▶ [The problem] Beginning with the line that contains "assumed the result", copy each remaining line of the data below exactly.

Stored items
++++

PR #70685, opened 2026-07-29
Fail task instances whose stored next_kwargs cannot be processed

potiuk:
`handle_event_submit` decoded a task instance's stored `next_kwargs` and then
assumed the result was a dict. The decode caught only four exception types, so
anything the `BaseSerialization` compat fallback raised escaped; and the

++++

▶ [Written solution]
assumed the result was a dict. The decode caught only four exception types, so
anything the `BaseSerialization` compat fallback raised escaped; and the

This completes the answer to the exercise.